# How do I find a good realtor?



## Sherlock (Apr 18, 2010)

As a buyer who is not experienced in buying houses, how do I find a realtor who will have my best interests in mind? Someone who will be honest and forthcoming with info such as what the house is actually worth, what a realistic offer is, what the previous owner paid, how long it's been on the market, anything I need to know about that neighborhood, etc, and advise me on making an offer, recommend me a good lawyer, a good house inspector, etc. Obviously it's easy to find a realtor but how do I determine whether or not he's a good one? Should I try to find an older realtor or a yougner one? I realize that an inexperienced buyer like me makes the perfect rube so any other tips you can offer that will help me from being taken advantage of will be appreciated. I already know not to sign a BRA.

I will be looking primarily at detached houses just east of the GTA (Oshawa, Courtice, Whitby, etc) in the low 300s. I am not in a hurry to buy so I can bide my time until a great deal comes along even if that takes a year. Also, as a young single childless guy, do you think I might encounter problems with realtors or sellers not taking me seriously?


----------



## marina628 (Dec 14, 2010)

Sherlock You are moving into my neighbourhood , we have several rentals in Oshawa/Courtice area.I have used the same lady for 14 years not sure if she is the best but she has done a good job for me including Power of sales from banks. I track the sold homes in the area as I am still looking to add to my rental portfolio and things seem to move fast in that price range. There are still some homes in the $280,000 range that are decent if you are in the $320,000 range there are many options.Jeffery Homes Built a few nice projects in Courtice and that neighbourhood seems very nice, full disclosure I own two rentals there


----------



## MRT (Apr 8, 2013)

honestly, word of mouth is your best bet...because you can ask questions. You aren't looking for "they are good", you want to know what kind of service they provided.

If you obtain a mortgage pre-approval beforehand, realtors will take you very seriously. It costs nothing, confers no obligation on you, and you receive some guidance on price range and the eventual process for a full mortgage approval.

A good realtor will spend a lot of time with you, determining what is important and not-so-important to you in a home, including location and type of neighbourhood. They (and your mortgage person) should go over ALL the costs of ownership, to help you identify your comfortable "all-in" budget.
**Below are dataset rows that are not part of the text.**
PR #38892, opened 2025-11-20
[JS] Update relevant TSV rules and remove unnecessary options because the default type is Modular for DPG

v-jiaodi:
Related pr https://github.com/Azure/autorest.typescript/pull/3369 and the whole epic is https://github.com/Azure/autorest.typescript/issues/3350.

Update relevant TSV rules and remove unnecessary options because the dpg modular has already been set as the default.

/cc @MaryGao


MaryGao (approved):

specification/contosowidgetmanager/Contoso.WidgetManager/tspconfig.yaml
```diff
@@ -32,7 +32,6 @@ options:
     model-namespace: false
   "@azure-tools/typespec-ts":
     emitter-output-dir: "{output-dir}/{service-dir}/contoso-widgetmanager"
-    is-modular-library: true
```
MaryGao, line 35: @maririos and @mikeharder Could you help review and approve this pr? 

JS has adjusted the default rule for option `is-modular-library` and this setting won't be necessary in our contoso project.

mikeharder: Should the setting also be removed from our `widget` sample?

https://github.com/Azure/azure-rest-api-specs/blob/c3c93e9102521197fffb02498222aa1c2375d69a/specification/widget/data-plane/WidgetAnalytics/tspconfig.yaml#L31

Also, I see a lot more hits for `is-modular-library`, both `true` and `false`, in existing specs in main.  Why does this PR only change these 3?

mikeharder (dismissed):
Waiting for answer on how many specs should be updated.

specification/contosowidgetmanager/Contoso.WidgetManager/tspconfig.yaml
MaryGao: Good to know we have other samples, @v-jiaodi Could you update config to remove all `is-modular-library: true`?

v-jiaodi: updated

mentat9:
This PR does not require ARM signoff: adding ARMChangesRequested to keep it out of the ARM reviewer's queue.

MaryGao:
@mikeharder Could you help review the pr?

mikeharder:
> @mikeharder Could you help review the pr?

I dismissed my review since the `widget` sample is now updated, but I don't feel qualified to approve the PR in general.

lirenhe (approved):

MaryGao:
@maorleger Could you help review this pr? I think the whole context is from epic https://github.com/Azure/autorest.typescript/issues/3350 that we switch the default libraries from RLC to Modular.

maorleger (approved):

maririos (approved):
@MaryGao make sure the updates happen in all the right places outside of this repo please :)

chlowell (approved):

lirenhe (approved):

lirenhe:
The dotnet and Java pipeline failures are not related to this PR as it only changes the config for JS side.
no change for the SDK so there is no need to wait for each service team's approval.
Plan to force merge this PR

v-jiaodi:
For JS pipeline failed, the root cause is that there are still some issues with js codegen's support for Flatten property. I have already created two issues to track this.
https://github.com/Azure/autorest.typescript/issues/3631
https://github.com/Azure/autorest.typescript/issues/3632

XiaofeiCao (approved):

haolingdong-msft (approved):

lirenhe:
Got multiple approvals from different language teams,  Force merge this PR.

PR #38912, opened 2025-11-20
[lint-diff] Enable eslint

mikeharder:


eng/tools/lint-diff/src/lint-diff.ts
```diff
@@ -67,13 +67,13 @@ export async function main() {
   // TODO: Handle trailing slashes properly
   if (!beforeArg || !(await pathExists(beforeArg as string))) {
     validArgs = false;
-    console.log(`--before must be a valid path. Value passed: ${beforeArg || "<empty>"}`);
+    console.log(`--before must be a valid path. Value passed: ${inspect(beforeArg) || "<empty>"}`);
```
danieljurek, line 70: I wonder if these should be `beforeArg.toString()`

eng/tools/lint-diff/src/lint-diff.ts
```diff
@@ -67,13 +67,13 @@ export async function main() {
...
   }
 
   // TODO: Handle trailing slashes properly
   if (!afterArg || !(await pathExists(afterArg as string))) {
     validArgs = false;
-    console.log(`--after must be a valid path. Value passed: ${afterArg || "<empty>"}`);
+    console.log(`--after must be a valid path. Value passed: ${inspect(afterArg) || "<empty>"}`);
```
danieljurek, line 76: I wonder if these should be `afterArg.toString()`

danieljurek (approved):

eng/tools/lint-diff/src/lint-diff.ts
danieljurek: Ah OK, one would have to do `(beforArg as string)` vs `inspect(beforeArg)` 

image


The outputs are marginally different. It's actually a benefit that `inspect` wraps the string in single quotes. This is an improvement.

PR #38936, opened 2025-11-21
[TypeSpec Validation] Verify compile output folder

mikeharder:


timotheeguerin (approved):

eng/tools/typespec-validation/test/compile.test.ts
```diff
@@ -11,8 +11,9 @@ import { CompileRule } from "../src/rules/compile.js";
 
 import * as utils from "../src/utils.js";
 
-const swaggerPath = "data-plane/Azure.Foo/preview/2022-11-01-preview/foo.json";
-const handwrittenSwaggerPath = "data-plane/Azure.Foo/preview/2021-11-01-preview/foo.json";
+const swaggerPath = "specification/foo/data-plane/Azure.Foo/preview/2022-11-01-preview/foo.json";
+const handwrittenSwaggerPath =
+  "specification/foo/data-plane/Azure.Foo/preview/2021-11-01-preview/foo.json";
```
qiaozha, line 16: We don't really allow to have dot in the service name folder. As dot is to indicate there's a RP namespace, but there's no rp namespace concept in data plane and service name should not have dots in the middle.

eng/tools/typespec-validation/test/compile.test.ts
```diff
@@ -110,6 +111,21 @@ describe("compile", function () {
     );
   });
 
+  it("should throw if output swaggers are not under expected folder - v1", async () => {
```
qiaozha, line 114: I am a little confused, isn't the original issue a v2 folder structure?

qiaozha: And the output folder was under specification/org, it's just not under the specification/org/resource-manager/RPNS/service folder?

PR #39017, opened 2025-12-01
[path.js] Add untilLastSegmentWithParent()

mikeharder:


.github/shared/src/path.js
```diff
@@ -17,11 +17,11 @@ export function includesSegment(path, segment) {
 /**
  * @param {string} path Absolute or relative path
  * @param {string} segment File or folder
- * @returns {string} Portion of resolved path up to (but excluding) the last occurrence of segment
+ * @returns {string} Portion of resolved path up to (and including) the last occurrence of segment
```
mikeharder, line 20: Better to include segment.  Caller can easily remove segment using `path.dirname()`, but adding the segment back is more costly.  Also more consistent with `untilLastSegmentWithParent()`, which **must** include the last segment, since the caller doesn't know it in advance.

eng/tools/oav-runner/src/runner.ts
```diff
@@ -170,7 +170,7 @@ export async function processFilesToSpecificationList(
       */
       const swaggerDir = path.relative(
         rootDirectory,
-        untilLastSegment(absoluteFilePath, "examples"),
+        path.dirname(untilLastSegment(absoluteFilePath, "examples")),
```
mikeharder, line 173: react to breaking change, where `untilLastSegment()` now includes the trailing segment

PR #39061, opened 2025-12-03
WIP kv structure

catalinaperalta:


specification/keyvault/Security.KeyVault.Certificates/routes.tsp
```diff
@@ -2,7 +2,7 @@ import "@azure-tools/typespec-azure-core";
 import "@azure-tools/typespec-client-generator-core";
 import "@typespec/rest";
 import "./models.tsp";
-import "../Security.KeyVault.Common/common.tsp";
+import "./common.tsp";
```
chlowell, line 5: Do we have to duplicate common.tsp (Administration projects don't)?

catalinaperalta: Closing this since it was just an example to share with others, but yes with the v2 structure shared files are no longer recommended among different specs. I got this information from Jeff directly when I started migrating some other dp specs to the v2 structure.

PR #39883, opened 2026-01-23
[Agents-V2] Support tool resources at runtime on response creation

RaviPidaparthi:
This a minimal surgical update to the spec to support tool resources for `file_search`, `code_interpretor` & `mcp` tools at run-time during response create


specification/ai-foundry/data-plane/Foundry/src/responses/models.tsp
```diff
@@ -103,6 +106,73 @@ model AgentId {
   version: string;
 }
 
+/**
+ * Runtime tool resources to provide when creating a response with a agent that has tools configured.
```
dargilco: "an agent" (instead of "a agent")

dargilco (changes requested):

PR #39886, opened 2026-01-23
[Agents-V2] Update list responses Api to return total count

RaviPidaparthi:
Enhanced the response list Api to return `total` count


dargilco (approved):

RaviPidaparthi:
We will revisit this post GA as we dont have an optimal way to compute count on the service yet.

PR #39910, opened 2026-01-26
Fix endpoint type

JoshLove-msft:


specification/cognitiveservices/data-plane/LanguageAnalyzeTextAuthoring/main.tsp
```diff
@@ -35,8 +35,7 @@ using TypeSpec.Versioning;
     /**
      * Supported Cognitive Services endpoint e.g., https://<resource-name>.api.cognitiveservices.azure.com.
      */
-    @format("url")
-    Endpoint: string,
+    Endpoint: url,
```
jorgerangel-msft, line 38: This seems okay to me. Though there are some api diffs for the other languages?

JoshLove-msft: The Python diff seems to be a false positive as there are a bunch of other diffs.

jorgerangel-msft (approved):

IMHO, they should also be strong advocates for having home inspection conditions included with any offer (in addition to the standard financing condition), barring certain exceptions.


----------



## Sherlock (Apr 18, 2010)

Well I hope I don't have to engage you in a bidding war, Marina! If I could find a house for 280k that would be great. My only requirements are: detached freehold house, must have an attached garage, and must not be too old or need any significant work. I'm thinking 1980s construction or newer. I have no size requirements, even a small 2 bedroom house would be fine (although anything 1980+ with a garage tends to be at least 3 bed/2 bath). Do you think a house like that could be found for 280? I work in the eastern part of Markham so the closer to the GTA the better, unfortunately Pickering and Ajax seem too expensive (and not to even mention Markham) so I am looking at Whitby and Oshawa which should still be reasonable commuting distance to work.

Are your rentals detached houses, and if you don't mind my asking how much does a detached house rent for in Oshawa (you can give me a range if you don't want to reveal the exact amount).


----------



## Sherlock (Apr 18, 2010)

MRT said:


> honestly, word of mouth is your best bet...because you can ask questions. You aren't looking for "they are good", you want to know what kind of service they provided.
> 
> If you obtain a mortgage pre-approval beforehand, realtors will take you very seriously. It costs nothing, confers no obligation on you, and you receive some guidance on price range and the eventual process for a full mortgage approval.
> 
> ...


I think I can determine my budget and cost of ownership on my own, I'd rather not ask the realtor for help in that. I doubt realtors make good financial planners.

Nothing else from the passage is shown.